The ejection set off a debate in the baseball world about pitchers who try pine tar, and whether it should be allowed in certain circumstances. Many former aces said they had done it, albeit in a more discreet manner.
“I’ve seen a lot of things in my career, so I’m not blind to it” being viewed as part of baseball, said Girardi, a former catcher in his seventh year as Yankees manager.
Rule 8.02(b) prohibits pitchers from altering the ball to gain an unfair advantage, and forbids them from having a foreign substance on them or in their possession on the mound.
“I wouldn’t be against coming up with an idea” to modify the rule so pitchers could get a better grip on the ball in cold weather, Girardi said. “It would be a great time for someone to start looking at” finding one substance pitchers would be allowed to use.
Pineda wasn’t seen with the pine tar in the first inning, when the Red Sox roughed him up. Boston manager John Farrell asked plate umpire Gerry Davis to check Pineda after two fast outs the next inning.
“I felt like it was a necessity to say something,” Farrell said. “You know, I fully respect on a cold night you’re trying to get a little bit of a grip. But when it’s that obvious, something has got to be said.”
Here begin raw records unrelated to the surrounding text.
PR #2008, opened 2022-05-17
Bump all React 17 deps to 18

benrhere:
This is a pretty simple PR which bumps all react 17 dependencies to 18. I'm not sure about other steps that are required for achieving React 18 support, or sure about testing these changes, but hopefully this is a step in the right direction.


package.json
```diff
@@ -83,8 +83,8 @@
   "resolutions": {
     "@types/react": "^17.0.11",
     "@types/eslint": "7.29.0",
-    "react": "17.0.2",
-    "react-dom": "17.0.2"
+    "react": "18.0.0",
```
benrhere, line 86: Should this have a ^ in front of it? (ditto next line)

website/package.json
```diff
@@ -48,8 +48,8 @@
     "gatsby-source-filesystem": "^4.4.0",
     "gatsby-transformer-sharp": "^4.4.0",
     "prism-react-renderer": "^1.2.1",
-    "react": "17.0.2",
-    "react-dom": "17.0.2",
+    "react": "18.0.0",
```
benrhere, line 51: Same as above: Does this need ^ ?

benrhere:
It appears there may be some more work to do here. When running npm update, I get:
npm ERR! code ERESOLVE
npm ERR! ERESOLVE unable to resolve dependency tree
npm ERR!
npm ERR! While resolving: nivo@undefined
npm ERR! Found: react@18.1.0
npm ERR! node_modules/react
npm ERR!   react@"^18.0.0" from the root project
npm ERR!
npm ERR! Could not resolve dependency:
npm ERR! peer react@"^16.8.0 || ^17.0.0" from @storybook/addons@6.4.22
npm ERR! node_modules/@storybook/addons
npm ERR!   @storybook/addons@"^6.4.9" from the root project
npm ERR!   peer @storybook/addons@"^6.4.0" from @storybook/addon-knobs@6.4.0
npm ERR!   node_modules/@storybook/addon-knobs
npm ERR!     @storybook/addon-knobs@"^6.4.0" from the root project
npm ERR!
npm ERR! Fix the upstream dependency conflict, or retry
npm ERR! this command with --force, or --legacy-peer-deps
npm ERR! to accept an incorrect (and potentially broken) dependency resolution.

There seems to be a problem with @storybook/addon-knobs, which doesn't support react 18. But that package actually appears to have been deprecated: https://github.com/storybookjs/storybook/discussions/15060

plouc:
@benrhere, yes, I'm afraid there's more work to do before being able to switch to React 18, also migrating everything to `react-spring` and removing `recompose` for good.

tkonopka:
Among the blocking factors, the storybook examples will need updating as @benrhere suggests to avoid deprectated addons. The work is voluminous because most nivo packages use them, but it could be done.

How about creating an issue listing the affected storybook files, and inviting contributions? Volunteers could update and test individual packages (I can help too). And then this PR could at least update the storybook dependencies. @plouc what do you think?

zzzbra:
Is this still the primary PR for getting the React 18 deps into Nivo? Did anyone create an issue listing the affected Storybook examples? I would be happy to help with this.

package.json
shehi: Definitely please. This shouldn't be a question, but rather a statement.

shehi:
This ticket needs more love, as we have entered 2023 now. Happy New Year btw!

hunt3r:
Being pinned to react 17 is causing some issues for my project as mantine 5.x and remix 1.11.x are moving onto 18 and some plugins for Mantine 5.x I need are on 18. Nivo is a backbone of my solution as well, I'd love to have this on 18 too. Is anyone actively pursuing this at this point?

plouc:
It is now possible to use React 18, and it's now the default for the project (see https://github.com/plouc/nivo/pull/2313).

Issue #1962, opened 2022-03-28
Custom scatterplot legend ignoring data value


MasterOdin:
**Describe/explain the bug**

When passing in a custom multi-line legend to the `ScatterPlotCanvas`, the legend data is not being used properly, causing all ids to appear in each row, causing an overflow. I am using `@nivo/scatterplot@0.79.1`.

**To Reproduce**

Using the following legend data:
```
const legends = [
  {
    anchor: "bottom",
    data: [
      {
        color: "#3182EB",
        id: "population_1",
        label: "population_1"
      },
      {
        color: "#3182EB",
        id: "population_2",
        label: "population_2"
      },
      {
        color: "#3182EB",
        id: "population_3",
        label: "population_3"
      },
      {
        color: "#3182EB",
        id: "population_4",
        label: "population_4"
      },
      {
        color: "#3182EB",
        id: "population_5",
        label: "population_5"
      },
      {
        color: "#3182EB",
        id: "population_6",
        label: "population_6"
      },
      {
        color: "#3182EB",
        id: "population_7",
        label: "population_7"
      },
      {
        color: "#3182EB",
        id: "population_8",
        label: "population_8"
      }
    ],
    direction: "row",
    itemDirection: "right-to-left",
    itemHeight: 21,
    itemOpacity: 1,
    itemTextColor: "#000",
    itemWidth: 131,
    justify: false,
    symbolSize: 16,
    translateX: 0,
    translateY: 82
  },
  {
    anchor: "bottom",
    data: [
      {
        color: "#3182EB",
        id: "population_9",
        label: "population_9"
      },
      {
        color: "#3182EB",
        id: "population_10",
        label: "population_10"
      },
      {
        color: "#3182EB",
        id: "population_11",
        label: "population_11"
      },
      {
        color: "#3182EB",
        id: "population_12",
        label: "population_12"
      },
      {
        color: "#3182EB",
        id: "population_13",
        label: "population_13"
      }
    ],
    direction: "row",
    itemDirection: "right-to-left",
    itemHeight: 21,
    itemOpacity: 1,
    itemTextColor: "#000",
    itemWidth: 131,
    justify: false,
    symbolSize: 16,
    translateX: 0,
    translateY: 103
  }
];
```

Getting the following result in my app:
[...]

PR #2016, opened 2022-05-26
fix(scatterplot) support multiple legends

tkonopka:
Addresses #1962

Also provides custom legend labels and toggling visibility of series via the legend

## Background

Issue #1962 describes a scatterplot with multiple series. An attempt to create a legend that spans two lines doesn't work. This is because the chart ignores the manually-specified items under the `legends` prop.

## Change summary

This PR adds support for multi-line legends to @nivo/scatterplot. The fix applies to svg and canvas components (although legends in canvas lack some features, which is an existing limitation)

While editing the legend-handling code, I also added some new features. 

 - support for custom legend labels (new prop `legendLabel`) (svg and canvas)
 - support for toggling series by clicking on legend labels, similar to feature available in @nivo/bar (new prop `initialHiddenIds`) (svg only)

The custom labels and toggling are extras. These can be rolled back or saved for later if you prefer.

Other changes include:

 - some miscellaneous edits to fix linting warnings (e.g. missing dependencies in hooks)
 - unit tests for multi-line legends
 - updated storybook examples for multi-line legends and visibility toggling
 - some re-arrangement in calculations to reduce memory use and avoid redundant calculations when visibility changes (will also be relevant for supporting opacity)

## Example

The screenshot below is based on the dataset in the scatterplot storybook. The dataset has six series. Note the legend uses two lines, the labels are different than the series ids (not shown), two of the series are inactive/invisible. Manual legends can also contains unrelated items if needed.

2022-05-26-multiline-legend

### DIFF
--- a/packages/scatterplot/src/ScatterPlot.tsx
+++ b/packages/scatterplot/src/ScatterPlot.tsx
@@ -130,7 +130,6 @@ const InnerScatterPlot = <RawDatum extends ScatterPlotDatum>({
             />
         )
     }
-    //console.log("nodes: "+JSON.stringify(nodes))
 
     if (layers.includes('nodes')) {
         layerById.nodes = (
--- a/packages/scatterplot/src/ScatterPlot.tsx
+++ b/packages/scatterplot/src/ScatterPlot.tsx
@@ -1,13 +1,13 @@
 import { createElement, Fragment, ReactNode, useMemo } from 'react'
 import { SvgWrapper, Container, useDimensions, CartesianMarkers } from '@nivo/core'
 import { Axes, Grid } from '@nivo/axes'
-import { BoxLegendSvg } from '@nivo/legends'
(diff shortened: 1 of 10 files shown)


schiersj:
Any ideas when this will go to release?

ncolboc:
Interesting PR!
Do you know when it will be merged?

yairEO:
I am a against including any legend logic to Nivo. Nivo should be focused on high-level abstraction for data visualization and legend is highly specific to the design and should be implemented regardless of Nivo. For example in the App I work on, we sometimes use vertical legend, and sometimes radio legend, and sometimes toggable legend items (to show/hide specific ones on the chart).

Legend will add more needless complexity to Nivo itself for no good reason because some very basic default ability and anyway it is not easy to control it's position relative to the chart using CSS queries and any other customization.. many reasons not to include legend in Nivo.

Issue #942, opened 2020-05-04
Sunburst doesn't handle small values well


Deliaz:
It seems that **sunburst** doesn't handle well very small numbers. 
It looks like some coordinate is overfloated and it shows a small-valued beam as a fully filled layer, which covers the others beams.
Please check the data structure in my code example below. 

**Screenshots**
<img src="https://user-images.githubusercontent.com/4865430/80960360-5d5a2b00-8e11-11ea-990f-e2040630bc66.png" width="400">

Code example: https://codesandbox.io/s/nivo-sunburst-f7i02?file=/src/data.json:8237-8284

 - OS: MacOS
 - Browser Chrome 81
 - Version @nivo/sunburst": "^0.61.0

Deliaz:
The issue still happens on the latest version `0.63.1`
https://codesandbox.io/s/nivo-sunburst-forked-4hu4o?file=/src/data.json

wyze:
Indeed it does, thanks @Deliaz and sorry for the noise.

PR #2022, opened 2022-05-27
fix(arcs) skip generation of very small arcs

tkonopka:
Addresses #942

## Background

Issue #942 reports unexpected behavior in the sunburst chart. When the data contains an element that should produce an extremely small arc, that arc can instead "flip around" and dominate the chart.

A similar effect can occur with the pie chart.

```js
const pieData = [
  {
    id: "A",
    value: 30
  },
  {
    id: "B",
    value: 20
  },
  {
    id: "C",
    value: 1e-9  // very small value compared to values in 'A' and 'B'
  }
];
```
Visualizing the above data in a donut chart produces:

Slice C should be tiny or invisible, but instead the yellow color (third color in the nivo color scheme) dominates the visualization. 

https://codesandbox.io/s/stoic-cray-nfyf1n?file=/src/App.js

## Fix

The cause of this effect lies in `d3-shape`. The bug only affects arcs with rounded corners. I raised an [issue](https://github.com/d3/d3-shape/issues/199) to let them know. 

The proposed fix for nivo involves setting a nonzero angle threshold in the `@nivo/arcs` package. The arc renderer can now skip rendering arcs that would be too small to see. Fixing the arcs package automatically fixes issues in `@nivo/pie` and `@nivo/sunburst`.

The new threshold (now set to 1e-7 radians) is set via a prop `skipAngle` in `ArcsLayer`. The name matches a similar prop in `ArcLabelsLayer` and `ArcLinkLabelsLayer`. However, this prop is now 'hidden' inside the arcs package - there are no changes to the API for the Pie and Sunburst components. The justification for 'hiding' this threshold is that it should not have any impact on expected behavior of the chart - tiny slices are expected to be invisible, and this threshold ensures this is the case despite the bug in d3-shape.

The PR also includes some unit tests for the pie and sunburst packages.

### DIFF
--- a/packages/arcs/src/ArcsLayer.tsx
+++ b/packages/arcs/src/ArcsLayer.tsx
@@ -5,6 +5,7 @@ import { DatumWithArcAndColor, ArcGenerator } from './types'
 import { useArcsTransition } from './useArcsTransition'
 import { ArcTransitionMode } from './arcTransitionMode'
 import { ArcMouseHandler, ArcShape, ArcShapeProps } from './ArcShape'
+import { useFilteredDataBySkipAngle } from './utils'
 
 export type ArcComponent<Datum extends DatumWithArcAndColor> = (
     props: ArcShapeProps<Datum>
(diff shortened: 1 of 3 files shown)


tkonopka:
The underlying bug has been fixed in d3-shape v3.2, so this patch is no longer needed.

Issue #2033, opened 2022-06-06
Tooltip positioning on a scaled <div style={{ transform: 'scale(2)' }} />


andresgutgon:
# What?
When a chart is inside a div that is scaled tooltip positioning is not correct.
``` javascript
<div style={{ transform: 'scale(2)' }}>
  <MyFancyNivoChart />
</div>
```

Look at the end how the cursors doesn't correspond with the `Mesh` that I put in debug mode 👀 

https://user-images.githubusercontent.com/49499/172188802-c9752fc4-635c-4cc5-96b6-4a6e89a1821b.mp4

### Describe the solution you'd like
I made a PR with it https://github.com/plouc/nivo/pull/2034

### Describe alternatives you've considered
The thing is that event position is not calculated ok inside an scaled div. The alternative is to find the scaling factor to calculate position

### Additional context
This is the [canvas lib I'm using](https://reactflow.dev/docs/examples/overview/) as you can see the nodes can be zoom-in/zoom-out

## Thanks
Thanks a lot for Nivo. It's awesome and super well documented. 🙌

andresgutgon:
Closing because the PR was merged 🎉 Thank @plouc

plouc:
@andresgutgon, no problem, there's no real release cycle, it depends pretty much on the time I can find to work on the project. I've released this fix in `0.80.0`, but I missed something, it fixes `getRelativeCursor` for SVG based implementation but [all canvas implementations are broken](https://github.com/plouc/nivo/issues/2122) due to this, as it uses `getBBox`, which is only available for SVG elements, I'm trying to fix that.

andresgutgon:
Shit : / Sorry for that. We don't use any canvas chart and I missed that

andresgutgon:
Oh! I just saw you fixed it https://github.com/plouc/nivo/pull/2125 🙌

PR #2034, opened 2022-06-07
Fix tooltip positioning when charts are rendered inside an scaled div

andresgutgon:
# What?
In a normal situation mouse enter / mouse leave events capture the position ok. But when the chart is inside a scaled
element with a CSS transform like: `transform: scale(2);` tooltip are not positioned ok. Comparing original width `box.width` agains scaled width give us the scaling factor to calculate ok mouse position.

## The issue
This PR [fix this issue](https://github.com/plouc/nivo/issues/2033)

## The problem
The problem as explained in the issue that when the charts are inside an scaled div like this:
```javascript
<div style={{ transform: 'scale(2)' }}>
  <MyFancyNivoChart />
</div>
```
The tooltip will be misplaced as you can see in the video in the issue I linked

### The solution
I found [the solution here](https://github.com/mapbox/mapbox-gl-js/pull/10096)

### DIFF
--- a/packages/core/src/lib/interactivity/index.js
+++ b/packages/core/src/lib/interactivity/index.js
@@ -12,6 +12,14 @@ export * from './detect'
 export const getRelativeCursor = (el, event) => {
     const { clientX, clientY } = event
     const bounds = el.getBoundingClientRect()
+    const box = el.getBBox()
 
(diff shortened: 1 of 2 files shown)


geclos (approved):

plouc (approved):
LGTM

PR #2076, opened 2022-07-13
Align d3-shape version on bar with other packages

pauldijou:
I've been facing hoisting issues while using nivo on a monorepo app with Lerna / Yarn workspaces, leading to runtime errors due to an incorrect React context, probably because the `@nivo/core` module was duplicated at the root of the app and inside each project.

Wondering if that could be because `@nivo/bar` is not using the same minor version for `d3-shape` as other packages.


plouc:
Good catch @pauldijou!

Issue #1401, opened 2021-01-27
Allow onMouseMove and onMouseLeave Events For Line Charts when Slice Tooltip is Enabled


pnewhook:
**Is your feature request related to a problem? Please describe.**
I'm synchronizing multiple charts on the same page using the technique described here: https://nivo.rocks/storybook/?path=/story/scatterplot--synchronizing-charts However, adding custom onMouseMove and onMouseLeave handles precludes using the out of the box slice tooltip. Each chart has two series, one for current values and one for target values. It would be nice to see both values in the tooltip, as it behaves when `enableSlices = 'x'`

This scenario is similar requested in this comment, https://github.com/plouc/nivo/issues/47#issuecomment-656187650, but I felt it deserved it's own feature request given the number of upvotes that comment has.

**Describe the solution you'd like**
I would like to be able to supply `onMouseMove` and `onMouseLeave` handlers when `enableSlices="x"`

**Describe alternatives you've considered**
I'm exploring adding a custom tooltip but it is messier than the default  x slice tooltip.

**Additional context**

MatissJanis:
bump

Porqumn:
bump

fspin:
bump

p-abasian:
bump

PR #2128, opened 2022-09-18
Add mouse events to line slices

sigmike:
On the Line chart the mouse events (`onMouseEnter`, `onMouseMove`, `onMouseLeave` and `onClick`) work fine when the mesh is enabled but not when the slices are enabled. This PR fixes that.

Related issue: #1401.

### DIFF
--- a/packages/line/src/Line.js
+++ b/packages/line/src/Line.js
@@ -220,6 +220,10 @@ const Line = props => {
                 tooltip={sliceTooltip}
                 current={currentSlice}
                 setCurrent={setCurrentSlice}
+                onMouseEnter={onMouseEnter}
+                onMouseMove={onMouseMove}
+                onMouseLeave={onMouseLeave}
+                onClick={onClick}
             />
         )
     }
--- a/packages/line/src/Slices.js
+++ b/packages/line/src/Slices.js
@@ -10,7 +10,19 @@ import { memo } from 'react'
 import PropTypes from 'prop-types'
 import SlicesItem from './SlicesItem'
 
-const Slices = ({ slices, axis, debug, height, tooltip, current, setCurrent }) => {
+const Slices = ({
+    slices,
+    axis,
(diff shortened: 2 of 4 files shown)


azhard4int:
@plouc Can we get this merged, we need mouse event feature for line slices at Usermaven.com

Stormtv:
This would be very helpful

Stormtv:
@plouc & @wyze any chance to get this merged?

yo-johnnyd-hc:
Oh yes please! I need this as well.

zikowang:
Nice work! We need this feature as well.

fspin:
I think this is also related: https://github.com/plouc/nivo/pull/2187
It will be great indeed if one of these PR can be merged! 🙏

un-neil:
@plouc & @wyze please can we get this merged?

plouc (approved):
LGTM, however I think this should be added to the docs, but this can be done in a separate PR, as adding doc is currently undocumented 😅.

cbix:
@sigmike @plouc I noticed this passes the slice to the handler while normally they'd receive a point, was this on purpose? It's particularly confusing with TypeScript. While I'm aware the line chart still lacks full TS support I see two possible improvements here:
1. change the event handler so it optionally receives a slice or a point, something like
```ts
export type PointMouseHandler = (point: Point, slice: null, event: React.MouseEvent) => void
export type SliceMouseHandler = (point: null, slice: Slice, event: React.MouseEvent) => void
export interface LineProps {
  // ...
  onMouseEnter?: PointMouseHandler | SliceMouseHandler
  // ...
}
```
2. add extra event handlers for slices (`onSliceMouseEnter` etc.)

damianr13:
Is there any fix in version v.0.80.0? I am unable to upgrade due to the following issue: https://github.com/plouc/nivo/issues/2310

PR #2139, opened 2022-09-28
Minor docs fix for specifying color

Josh-a-e:


plouc:
Good catch, thank you!

PR #2204, opened 2022-12-19
Node 18 support

piwysocki:


ivanrosvimi:
Up!

MiguelPraw:
UP

api/package.json
```diff
@@ -16,7 +16,7 @@
   },
   "engineStrict": true,
   "engines": {
-    "node": "16.x"
```
dubzzz, line 19: Why not: >=16.x

Changing to 18.x would make users of node 16 not being able to import the library anymore. >=16.x seems to be a better compromise.

plouc:
Node 18 is now supported (and used), fixed in https://github.com/plouc/nivo/pull/2313.

PR #2222, opened 2023-01-23
Check if ResizeObserver is defined instead of checking window object

andriuss:
**ResizeObserver** is not implemented in all environments, for example, [jsdom](https://github.com/jsdom/jsdom/issues/3368).
This forces nivo library consumers to mock or add polyfils, for example [jest.setup.js](https://github.com/plouc/nivo/blob/1867b606111ad1253cadb7e3cbcab2663c3275c5/packages/jest.setup.js).

Checking for global ResizeObserver removes the need to have it on the global window object.

### DIFF
--- a/packages/core/src/hooks/useMeasure.js
+++ b/packages/core/src/hooks/useMeasure.js
@@ -11,10 +11,9 @@ export const useMeasure = () => {
     })
 
     const [observer] = useState(() => {
-        // Check if window is defined (so if in the browser or in node.js).
-        const isBrowser = typeof window !== 'undefined'
-        if (!isBrowser) return null
-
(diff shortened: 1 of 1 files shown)


plouc (approved):
LGTM

plouc:
@andriuss, I think you forgot to run prettier.

andriuss:
> @andriuss, I think you forgot to run prettier.

Thanks! I did run **packages-lint-fix** now.

andriuss:
The build looks good now?

joaopedromatias:
Hey @andriuss, even with this PR we are still going to need to mock the `Resize Observer` on `jsdom` env right?

joaopedromatias:
:shipit:

PR #2239, opened 2023-02-09
Allow custom choice of ticksPosition

deanrobertcook:
The `ticksPosition` value is ignored in the `Axes` class. This commit first checks to see if one is set on the axis properties and prefers that, or else defaults to the old behavior.


deanrobertcook:
bump

PR #2240, opened 2023-02-10
bugfix: added string to theme.fontSize to prevent TypeScript warning

GrantMLambert:
Currently using strings to set the font size will raise a TypeScript warning.


plouc:
Font Size should be a number as nivo assumes it is a number in various places (SVG, canvas...).

PR #2280, opened 2023-03-29
fix: Relax constraints on `@react-spring/web`

dubzzz:
Having a constraint on `@react-spring/web` blocking it to a very precise version (here: `9.4.5`) can push users of nivo into pulling it several times in their node_modules or bundles if they don't really check for duplicated packages. Indeed it's rather simple to have two distinct libraries requesting it at version `9.x` at the same time, and if one of them (not nivo) request something not being `9.4.5` they we would pull the library twice.

It seems that given `@react-spring/web` seems to follow semver, there is not real risk to say nivo supports `^9.4.5` instead of `9.4.5` only.

### DIFF
--- a/packages/annotations/package.json
+++ b/packages/annotations/package.json
@@ -1,45 +1,45 @@
 {
-  "name": "@nivo/annotations",
-  "version": "0.80.0",
-  "license": "MIT",
-  "author": {
-    "name": "Raphaël Benitte",
-    "url": "https://github.com/plouc"
-  },
-  "repository": {
-    "type": "git",
-    "url": "https://github.com/plouc/nivo.git",
-    "directory": "packages/annotations"
-  },
-  "keywords": [
-    "nivo",
-    "dataviz",
-    "react",
-    "charts",
-    "annotations"
-  ],
-  "main": "./dist/nivo-annotations.cjs.js",
-  "module": "./dist/nivo-annotations.es.js",
-  "typings": "./dist/types/index.d.ts",
-  "files": [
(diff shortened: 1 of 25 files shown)


dubzzz:
Seems that I have some pieces of the code to adapt if I want this Pr to make it and at least compile:

```txt
packages/treemap/src/defaults.ts:69:14 - error TS4023: Exported variable 'htmlDefaultProps' has or is using name 'AnimationConfig' from external module "/tmp/9a4cf066/node_modules/@react-spring/core/dist/index" but cannot be named.

69 export const htmlDefaultProps = {
```

dubzzz:
This PR is waiting for a status on https://github.com/pmndrs/react-spring/pull/2128. If the other PR gets merged then nivo could probably start declaring this import with a `^`. In the meantime, maybe I should change from `9.4.5` to the version that will have the patch in it for TS users 🤔

packages/annotations/package.json
```diff
@@ -29,7 +29,7 @@
   ],
   "dependencies": {
     "@nivo/colors": "0.80.0",
-    "@react-spring/web": "9.4.5",
+    "@react-spring/web": "9.4.5 || ^9.7.2",
```
dubzzz, line 32: The versions >9.4.5 and <9.7.2 are not valid from a TS point of view, thus I dropped them from the range of acceptable versions

dubzzz:
@plouc Any opinion?

plouc (approved):
LGTM

PR #2710, opened 2025-04-20
feat(sankey): make it easy to use a different component for labels

pcorpet:
Before this change it was possible not to show the layer props and build an custom layer for labels, however the internal labels layer is pretty cool and compute a lot of useful thing. Exposing the component make it customizable when one wants only to change the render of each label

### DIFF
--- a/packages/sankey/src/SankeyLabels.tsx
+++ b/packages/sankey/src/SankeyLabels.tsx
@@ -1,7 +1,6 @@
 import { useSprings } from '@react-spring/web'
 import { useMotionConfig } from '@nivo/core'
 import { useTheme } from '@nivo/theming'
-import { Text } from '@nivo/text'
 import { DefaultLink, DefaultNode, SankeyCommonProps, SankeyNodeDatum } from './types'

Davis went to the mound, touched Pineda’s neck and ejected him. Pineda said no one told him to use it, that he did it “by myself.”
Earlier this month, Pineda pitched well in a 4-1 win over the Red Sox at Yankee Stadium. Television cameras showed a substance on his hand in the fourth inning — Pineda said it was dirt, not pine tar. His hand was clean in the fifth and Farrell didn’t ask for him to be checked.
Pineda said he didn’t use pine tar in a start against the Chicago Cubs, in between his Red Sox outings.
Among other suspensions of pitchers for pine tar in the past decade, Tampa Bay’s Joel Peralta was penalized eight games in 2012, the Angels’ Brendan Donnelly 10 days in 2005 and St. Louis’ Julian Tavarez 10 days in 2004. The suspensions of Donnelly and Tavarez were cut to eight days after they asked the players’ association to appeal, and Peralta dropped his challenge with no reduction.
Pineda said Thursday he didn’t feel the ball well in the first inning when he allowed two runs on four hits. And he said he wanted to be careful not to hit any batters.
“I know it’s pine tar, but the pine tar did not help me” throw harder, he said. “It helped me for feel, (get) a better grip.”
Red Sox catcher A.J. Pierzynski understood why Pineda used the pine tar.
“I don’t have a problem with guys that do it,” he said. “I know as a hitter, I want to get in there and know the guy has a grip.
“Put it on your hat, put it on your pants, your belt, put it on your glove, whatever you have to do. You just can’t do it that blatantly. That was what the biggest issue was. No one has an issue with him doing it. It’s just more of the fact that it’s so blatant.”